# Film sur Nas avec Apple TV ?



## yannouille11 (13 Septembre 2015)

bonjour.

Voilà, je sais pas si c'est possible, mais j'aimerais mettre des films sur mon disque dur NAS et les lires sur l'Apple Tv ? Mais comment faire ? Pour que l'Apple Tv détecte les films et qu'il détecte le NAS ? Et pouvoir lire les films ?

Merci


----------



## Draillib (28 Septembre 2015)

Pour l'atv3 Plex serveur sur ton nas et plex connect pour l'atv
Pour l'atv2 Meme solution ou jailbreak + installation de l'application infuse.


----------



## jujulianos (28 Septembre 2015)

Sinon délocaliser la bibliothèque itunes sur ton nas, et se servir du partage à domicile.


----------



## lolipale (5 Octobre 2015)

Ben ... Ca dépend aussi du NAS !
Synology (DSM 5.2) permet cela via l'application Serveur Multimedia
Une fois le film lancé, l'applicatif propose comme sortie, soit l'écran du mac soit l'Apple TV.


----------



## jujulianos (5 Octobre 2015)

Tu n'es pas obligé d'utiliser l'application serveur multimédia, comme je le disais délocaliser sa bibliothèque la pointer à partir d'itunes et utiliser le partage à domicile, comme ça on peut accéder à sa bibliothèque depuis l'apple TV et lancer la lecture directement.


----------



## squall23 (7 Février 2016)

Bonjour,

Pour ma par moi j'ai la toute nouvelle apple tv, je passe par infuse grâce à lui je vais chercher tous mes films sur mon serveur WD en plus il peut li presque tous les format existant et pour finir il procède à une recherche sour les films grâce à ça il pose sur chaque film une pochette et le résumé du film et la durée.


----------



## jujulianos (12 Février 2016)

squall23 a dit:


> Bonjour,
> 
> Pour ma par moi j'ai la toute nouvelle apple tv, je passe par infuse grâce à lui je vais chercher tous mes films sur mon serveur WD en plus il peut li presque tous les format existant et pour finir il procède à une recherche sour les films grâce à ça il pose sur chaque film une pochette et le résumé du film et la durée.

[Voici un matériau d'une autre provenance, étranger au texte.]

PR #1346, opened 2022-01-25
Add SecondaryIndex methods exposing raw response

chrislewis:
`Table` has provides `scan0` and `query0` to access the raw response, for which a common use-case is to access the last evaluated (ie paging) key. `SecondaryIndex` lacks these methods, making it impossible to page indexes. Per #1324, this slimmed-down PR adds those methods so that paged queries are at least possible on indexes. However the larger issue around paging indexes (ie, the impossibility to safely form a complete index paging key in common use-cases) still stands. This PR is at least a workaround until the larger issue can be addressed.

### DIFF
--- a/scanamo/src/main/scala/org/scanamo/ScanamoFree.scala
+++ b/scanamo/src/main/scala/org/scanamo/ScanamoFree.scala
@@ -196,7 +196,10 @@ object ScanamoFree {
   ): ScanamoOpsT[M, List[Either[DynamoReadError, T]]] =
     ScanResponseStream.streamTo[M, T](ScanamoScanRequest(tableName, None, ScanamoQueryOptions.default), pageSize)
 
-  def scan0[T: DynamoFormat](tableName: String): ScanamoOps[ScanResponse] =
+  @deprecated("use `scanRaw`", "1.0")
+  def scan0[T: DynamoFormat](tableName: String): ScanamoOps[ScanResponse] = scanRaw[T](tableName)
+
+  def scanRaw[T: DynamoFormat](tableName: String): ScanamoOps[ScanResponse] =
     ScanamoOps.scan(ScanamoScanRequest(tableName, None, ScanamoQueryOptions.default))
 
   def query[T: DynamoFormat](tableName: String)(query: Query[_]): ScanamoOps[List[Either[DynamoReadError, T]]] =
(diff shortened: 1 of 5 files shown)


kailuowang (approved):
Thanks so very much!

chrislewis:
Yw! Out of curiosity, what is the protocol for how PRs are merged and how that feeds into a release? I only recently found [this post](https://github.com/scanamo/scanamo/releases/tag/v1.0-M13) by @regiskuckaertz, so it seems he isn't really involved while at the same time is the only person listed in `CODEOWNERS`.

Is there somewhere that describes the release cycle, or even a place where it can be discussed? The gitter channels (there are [two](https://gitter.im/guardian/scanamo) of [them](https://gitter.im/scanamo/scanamo)) both seem dead or at least sparsely active.

chrislewis:
Sounds good ty!

kailuowang:
> Sounds good ty!

Let's give it another day or 2 to see if any other maintainers have have feedback

scanamo/src/main/scala/org/scanamo/ScanamoFree.scala
```diff
@@ -196,7 +196,10 @@ object ScanamoFree {
   ): ScanamoOpsT[M, List[Either[DynamoReadError, T]]] =
     ScanResponseStream.streamTo[M, T](ScanamoScanRequest(tableName, None, ScanamoQueryOptions.default), pageSize)
 
-  def scan0[T: DynamoFormat](tableName: String): ScanamoOps[ScanResponse] =
+  @deprecated("use `scanRaw`", "1.0")
+  def scan0[T: DynamoFormat](tableName: String): ScanamoOps[ScanResponse] = scanRaw[T](tableName)
+
+  def scanRaw[T: DynamoFormat](tableName: String): ScanamoOps[ScanResponse] =
```
regiskuckaertz, line 202: this is way better 😅

regiskuckaertz (approved):
😍 this will make auto-complete way more user-friendly.

kailuowang:
@chrislewis we ran out of Travis credit, a new release requires migrating to GitHub action now
https://github.com/scanamo/scanamo/issues/1356
As soon as we get the secrets set up, I will release the next version

chrislewis:
🙌 👀

rtyley:
As a stop-gap, I just got CI running again with Travis for now- this shows that unfortunately, there was a linting problem with this PR:

https://app.travis-ci.com/github/scanamo/scanamo/jobs/558769630#L286-L290

```
[warn] /home/travis/build/scanamo/scanamo/scanamo/src/main/scala/org/scanamo/ScanamoFree.scala isn't formatted properly!
[warn] /home/travis/build/scanamo/scanamo/scanamo/src/main/scala/org/scanamo/SecondaryIndex.scala isn't formatted properly!
```

...so the CI build is now running, but failing! Would you be able to fix-up the formatting? I'm technically away from work until Thursday, but will try to look into helping out with the CI migration to GitHub Actions.

rtyley:
> fix-up the formatting (run `scalafmt` and then `scalafmtCheck` to check if the files pass)\

Done with 03e42fae3fc2a51d53bac4f8bc2af8b601673e97, and released as ([`v1.0.0-M19`](https://github.com/scanamo/scanamo/releases/tag/v1.0.0-M19), [here](https://repo1.maven.org/maven2/org/scanamo/scanamo_2.13/) on Maven Central)!

chrislewis:
Nice - thanks for all the patch ups! Incidentally we actually do use scalafmt internally, but we wire it in to the build (as in build tool, not CI) so compilation forces formatting (precisely to avoid issues like this), and then we more or less forget about it. I realize that can feel intrusive to some, but I've found that it helps move teams beyond the time-consuming debates about how code should be formatted.

Thanks again all!

PR #1570, opened 2022-08-28
add support for zio 2

DannyMor:
Changes made: 
1. update zio and zio-streams version to 2.0.1
2. update zio-interop-cats to 3.3.0
3. update scanamoZio with new ZIO Streams api call
4. update ZioInterpreter with new ZIO effects api
5. update alpakka tests to gracefully ignore non unit return value
6. update ZIO effects execution for ZIO tests

How it was tested:
ran all tests against local dynamodb 

ran contribution guidelines commands as well

### DIFF
--- a/alpakka/src/test/scala/org/scanamo/ScanamoAlpakkaSpec.scala
+++ b/alpakka/src/test/scala/org/scanamo/ScanamoAlpakkaSpec.scala
@@ -43,11 +43,11 @@ class ScanamoAlpakkaSpec extends AnyFunSpecLike with BeforeAndAfterAll with Matc
 
       scanamo
         .exec(result)
-        .runForeach(
-          _ should equal(
+        .runForeach { x =>
+          val _ = x should equal(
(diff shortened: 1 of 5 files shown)


DannyMor:
@regiskuckaertz Hi, is there a chance to add support for zio2 in scanamo? if so, it would be amazing!
I did get a workaround by using the DynamoDbAsyncClient but just wanted to know if it's planned for the near future.
BTW, Scanamo is amazing, thank you for that!!!

paul-danilin-moia:
Hi, we are also interested in the zio 2 support. @kailuowang could you please take a look?
Btw, zio 2 support could live in a separate module if we wanted to support both zio 1 and zio 2 users. I don't mind simply updating the existing module to zio 2 though.

joroKr21:
Another take: https://github.com/scanamo/scanamo/pull/1514
I think at this point it's better to just upgrade because ZIO 1 libraries are not maintained in general.

PR #1610, opened 2022-12-01
fix: share the source file across scala 2 and 3

i10416:
This PR removes Scala 3 patch file for kind-projector syntax.
Scala 3 uses `_` for type lambda placeholders and there is scalac option to use `_` as type lambda placeholders in Scala 2.

For details, see https://docs.scala-lang.org/scala3/guides/migration/plugin-kind-projector.html


kailuowang (approved):

kailuowang:
Thanks very much!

En effet avec la nouvelle apple Tv on a beaucoup plus de choix, infuse, Plex... et le gros avantage ça lit tous les formats !


----------



## Anthenor (16 Avril 2017)

Hello, 
Je dépoussière un peu ce post avec ma petite expérience : J'ai fais l'acquisition ( en occasion ) d'un Apple TV 2, pour pouvoir lire les fichier de mon serveur NAS sur une télé non SMART
Malheureusement, je vois après l'achat que ce n'est pas possible sans Jailbreak la machine, et pour rajouter une couche, lors de l'opération, il me dit : Error entering DFU mode : this device is not supported by Seas0nPass
J'ai tenté avec plusieurs version du logiciel mais il n'y a que la dernière qui est executable sous win10 et sous MacOS 10.6.8 ça ne fonctionne pas non plus ...
Est-ce peine perdue ? 

Merci


----------



## squall23 (17 Avril 2017)

Anthenor a dit:


> Hello,
> Je dépoussière un peu ce post avec ma petite expérience : J'ai fais l'acquisition ( en occasion ) d'un Apple TV 2, pour pouvoir lire les fichier de mon serveur NAS sur une télé non SMART
> Malheureusement, je vois après l'achat que ce n'est pas possible sans Jailbreak la machine, et pour rajouter une couche, lors de l'opération, il me dit : Error entering DFU mode : this device is not supported by Seas0nPass
> J'ai tenté avec plusieurs version du logiciel mais il n'y a que la dernière qui est executable sous win10 et sous MacOS 10.6.8 ça ne fonctionne pas non plus ...
> ...


Slt anthenor.
Non rein n'est perdu es que tu as déjà essayé avec infuse ou plex ? comme je les déjà dit dans un poste plus haut moi je passe par infuse sur mon apple tv et mon iPad pro et ça fonctionne très bien.


----------



## USB09 (17 Avril 2017)

jujulianos a dit:


> En effet avec la nouvelle apple Tv on a beaucoup plus de choix, infuse, Plex... et le gros avantage ça lit tous les formats !


----------



## StoneGuad (25 Octobre 2017)

Bonjour a tous, je m’incruste...

Vous dites que l'Apple TV, une fois installée l'App "Infuse", peut lire des .avi, mkv, et autres format non Apple sur un NAS ou un Disque Dur connecté à sa Box en USB ? 
(J'ai "LaBox" de SFR anciennement Numericable qui dispose de 4 ports Ethernet sur lesquels j'ai connecté l'Apple TV via un cable Ethernet)

Merci de vos réponses.


----------



## Daffy44 (25 Octobre 2017)

Oui si protocoles supportes par infuse comme : smb, afp, ftp,ndlna. Autant dire tous les plus pratiques.


----------